Foreign climbers expressed their gratitude at being rescued as well as sorrow at the lives lost, in an outpouring on social media.

"Evacuated to base camp. Emotionally trashed & all gear swept away. VERY LUCKY to be alive please let everyone know," said 19-year-old British climber Alex Staniforth, whose organization appeared to be tweeting on his behalf.

U.S.-based climber Jim Davidson said good weather allowed for the evacuations, which were going smoothly. "I am safe in basecamp now... the injuries, fatalities," he tweeted.

Many climbers had traveled to Nepal for the start of the annual climbing season, which was canceled last year after 16 sherpa guides were killed in what was previously the deadliest disaster in the mountain's history.

Danish climber Carsten Lillelund Pedersen has posted a video on Facebook which appears to show exhausted climbers flanked by rescue workers being helped out of helicopters and walked to safety at base camp.

"My fellow climbers and Sherpas are being rescued down from Camp 1 and they are doing fine," he posted.

An AFP team on assignment at Everest, who were caught in the avalanche, described damage to the route down from base camp as they made their way slowly on foot to the hamlet of Lobuche.

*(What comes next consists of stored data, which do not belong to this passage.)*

PR #9945, opened 2026-07-22
fix(terminal): terminate descendant processes on close

joowon-jang:
## Summary

- terminate descendant processes for ordinary and agent terminal sessions before tearing down the PTY root
- reuse the guarded `taskkill /T /F` flow on Windows and the process snapshot flow on macOS/Linux
- wait for physical PTY exit when closing one terminal or an entire split tab
- settle every PTY stop attempt so one rejection cannot skip remaining stops or team cleanup, reporting `ptyKilled: false` when any stop fails
- preserve PID ownership and OS identity checks, duplicate teardown coalescing, and root-kill fallback behavior

This prevents terminal children from surviving after their Orca pane or tab has been closed and makes `ptyKilled` reflect the physical stop result.

## Screenshots

No visual change.

## Testing

- [ ] `pnpm lint` — changed-file oxlint passed
- [ ] `pnpm typecheck` — `pnpm run typecheck:node` passed
- [ ] `pnpm test` — 8 relevant test files passed, 1054/1054 tests
- [ ] `pnpm build`
- [x] Added or updated high-quality tests that catch regressions in split-tab rejection isolation, successful-stop fallback suppression, Windows PID identity checks, descendant sweep ordering, and physical-exit waiting

Additional native verification on Windows used a root process with a separately grouped leaf process. `taskkill.exe /pid <root> /T /F` removed both processes, with zero matching fixture processes remaining.

## AI Review Report

The review checked the teardown call graph from runtime close operations through the PTY controller and daemon session owner. It flagged and resolved an inconsistent legacy `Session.kill()` branch so ordinary and agent sessions now both use descendant-aware teardown. Follow-up review also found and resolved split-tab failure isolation so every PTY stop settles and team cleanup still runs when one stop rejects. Sweep failures retain the native owner until the root physically exits before propagating.

Cross-platform review covered:

- macOS/Linux snapshot-before-root ordering, PID reuse protection, grace-period escalation, and root fallback
- Windows process-tree ordering, timeout, hidden-window behavior, session ownership, OS identity verification, and failure fallback
- local, SSH, and WSL provider boundaries; the change stays within the provider that owns the PTY
- split tabs and pty-only runtime records, including duplicate PTY IDs and rejected stop attempts
- no UI, shortcut, label, path, Git provider, or agent-specific behavior changes

## Security Audit

- validates that the Windows PID is a positive integer
- invokes `taskkill.exe` with an argument array and no command shell, avoiding command injection
- requires both live session ownership and a positive OS identity match before targeting a Windows PID
- bounds `taskkill.exe` to five seconds and falls back to existing root teardown on failure
- adds no dependencies, secrets, authentication flows, filesystem writes, or new IPC surface

## Notes

- Windows tree termination is forceful for both graceful and immediate requests after the OS confirms the PTY root belongs to Orca.
- Immediate teardown still waits for physical exit; graceful teardown retains the existing root signal and force-fallback lifecycle.

## ELI5

Closing a terminal left child processes (including agent trees) running. Orca now terminates descendants on close and waits for the PTY to exit so worktrees and Resource Manager do not keep ghosts.


nwparker:
Closing — partly superseded, and partly a deliberate difference worth stating.

**Superseded:** the descendant reach itself. W2 (#15755) puts every ConPTY pane in a Win32 job object, and #15886 wires the job into `terminal-session-teardown.ts` — including `forceKillPlainShellSession`, which is the path a destructive close takes. So an ordinary shell that left a detached child behind is now handled exactly, without a process-table scrape, and it reaches a grandchild that reparented away from the shell (which the parent-pid walk this PR extends cannot see).

**Deliberate difference:** this PR also makes the *graceful*, non-immediate close of an ordinary shell run the sweep. We are keeping graceful close as root-signal-only on that path. The same question came up when choosing job flags in W2: we measured `JOB_OBJECT_LIMIT_KILL_ON_JOB_CLOSE` reaping a detached server that had survived before, and dropped the flag, because a clean exit silently killing backgrounded work is a behaviour change nobody asked for. Making graceful close sweep is the same change wearing a different hat. Destructive teardown — worktree delete, force close — is explicit, and that is where the job runs.

If the reports behind this PR were about a graceful tab close leaving something alive, that is a real bug and worth reopening with the repro, because it would mean the destructive path is not being taken where we think it is. That exact assumption turned out to be wrong once already (#11047).

Thanks.

nwparker:
Descendant reach superseded by #15755/#15886; graceful close stays root-signal-only by design (see comment).

nwparker:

"We are truly stranded here without possibility of walking to Lukla airport as suspension bridges are damaged," South Asia photo chief Roberto Schmidt said in an email exchange.

"Yesterday, not much after leaving base camp, we felt a strong earth movement and a subsequent roar indicative of avalanche," he said.

Schmidt's photographs of Saturday's avalanche show a terrifying cloud of snow roaring towards base camp.

Kathmandu bureau chief Ammu Kannampilly describes the camp covered in snow, boulders and other debris, along with collapsed tents, with porters and sherpas carrying the injured to medical camps.

A guide is heard saying into a radio "Nothing is left, what (we) are supposed to do?"

At least two Americans died in the avalanche, a doctor working for a mountain guide company and a Google executive, their organizations said.

Japan's foreign ministry said that at least one of its nationals was also killed.

Tourism official Gautam said the climbing season might again be called off in the wake of the avalanche.

"It is possible that climbing might not continue this year. However, there has been no official decision," he said.